The sickening slide in sales has shaky retailers frightened this might be one of their worst holiday seasons ever.
The latest report from the Commerce Department revealed that consumers cut back sharply on their spending in October, pushing retail sales down by a record amount.
The October sales decline was led by a huge fall in auto purchases. But sales of all types of products have suffered as consumers, worried about their jobs and the market turbulence, are tightening the belt.
Even Wal-Mart is warning its sales may plunge.
"When Wal-Mart feels the pain, I think it's an indication that all of retail is feeling the pain," said Sam Stovall, Chief Investment Strategist with Standard & Poors.
And big companies keep wiping out jobs -- the latest: Citigroup 10,000; Sun Microsystems, 6,000.
The Treasury Department has thrown more uncertainty into the mix by shifting the object of the $700 billion bailout away from buying up troubled assets, especially mortgages, to a more general rescue of all sorts of lenders.
Today, Congress asked why.
"There are 55 million mortgages in America; 25 million other Americans own their homes outright. So there are 80 million homeowners in America. We could benefit three million directly by buying all their loans, or we can benefit every American by not allowing the financial system to collapse," Neel Kashkari, Assistant Treasury Secretary explained.
Now, it appears as though everyone wants rescuing. Even the mayor of Philadelphia asked Washington today for $50 billion in bailout cash for Philly and several other ailing cities.

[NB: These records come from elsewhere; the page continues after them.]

PR #1121, opened 2026-05-26
[#1102] Implementation of the MORK type AdapterDB 2

marcocapozzoli:
Implementation of MorkMappingStrategy and Metta2AtomsMapper


src/db_adapter/non_sql/mork/MorkWrapper.cc
andre-senna, line 41: I suppose this call maps the entire Mork Server contents. So you are keeping an extra copy of the atoms vector unecessarily. The container should be passed by reference to map() and be populated there directly.

This comment is coupled with another one regarding line 52 below.

You are crating yet another container (batch_queue) and make yet another copy of everything again.

I'm wondering if you cold create only batch_queue and pass its reference to be populated in mapper->map().

src/db_adapter/non_sql/Metta2AtomsMapper.cc
```diff
@@ -1,22 +1,83 @@
...
+#if LOG_LEVEL >= DEBUG_LEVEL
+    LOG_DEBUG("The expression " << metta_expression.expression
+                                << " has been mapped to the following atoms:");
+
+    for (const auto& atom : this->atoms) {
+        LOG_DEBUG("-> " << atom->to_string());
+    }
+#endif
+
+    return this->atoms;
```
andre-senna, line 50: Regarding my comments about src/db_adapter/non_sql/mork/MorkWrapper.cc

Here you keep yet another copy of all atoms.

PR #1124, opened 2026-05-27
Refactor DatabaseMapper to write directly into output queues

marcocapozzoli:

PR #1125, opened 2026-05-27
[#1102] Implementation of the MORK type AdapterDB 2

marcocapozzoli:
- Implementesd Metta2AtomsMapper, MorkWrapper and MorkMappingStrategy
- Implemented loading of .metta query files
- Improved and added tests

### DIFF
--- a/src/db_adapter/non_sql/mork/MorkWrapper.cc
+++ b/src/db_adapter/non_sql/mork/MorkWrapper.cc
@@ -17,9 +17,7 @@ using namespace db_adapter;
 MorkWrapper::MorkWrapper(shared_ptr<MorkConnection> conn,
                          shared_ptr<BoundedSharedQueue> output_queue,
                          MAPPER_TYPE mapper_type)
-    : DatabaseWrapper(conn, MapperFactory::create(mapper_type)),
-      conn(conn),
-      output_queue(output_queue) {}
+    : DatabaseWrapper(conn, MapperFactory::create(mapper_type)), output_queue(output_queue) {}
 
 MorkWrapper::~MorkWrapper() {}
 
--- a/src/db_adapter/non_sql/mork/MorkWrapper.cc
+++ b/src/db_adapter/non_sql/mork/MorkWrapper.cc
@@ -15,17 +15,17 @@ using namespace db_adapter;
 //  Construction / destruction
 // ==============================
 
-MorkWrapper::MorkWrapper(MorkConnection& conn,
+MorkWrapper::MorkWrapper(shared_ptr<MorkConnection> conn,
                          shared_ptr<BoundedSharedQueue> output_queue,
                          MAPPER_TYPE mapper_type)
-    : DatabaseWrapper(conn, MapperFactory::create(mapper_type)),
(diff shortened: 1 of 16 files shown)


src/db_adapter/non_sql/mork/MorkWrapper.cc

The consumer sales report is just one more in a series of sour economic news. Last week, jobless claims jumped sharply, while the Treasury Department reported that the budget deficit for October soared to a record $237.2 billion
The flood of red ink was blamed on the initial costs of the bailout effort which spent $115 billion buying stock in the country's largest banks.
"And as bad as these numbers are, they may look good a year from now because things are going to get much worse," said Sung Won Sohn, an economist at the Smith School of Business at California State University, Channel Islands.
He predicted that the recession would drive unemployment higher, cutting into government tax revenue, and boosting payments for such programs as unemployment benefits and food stamps.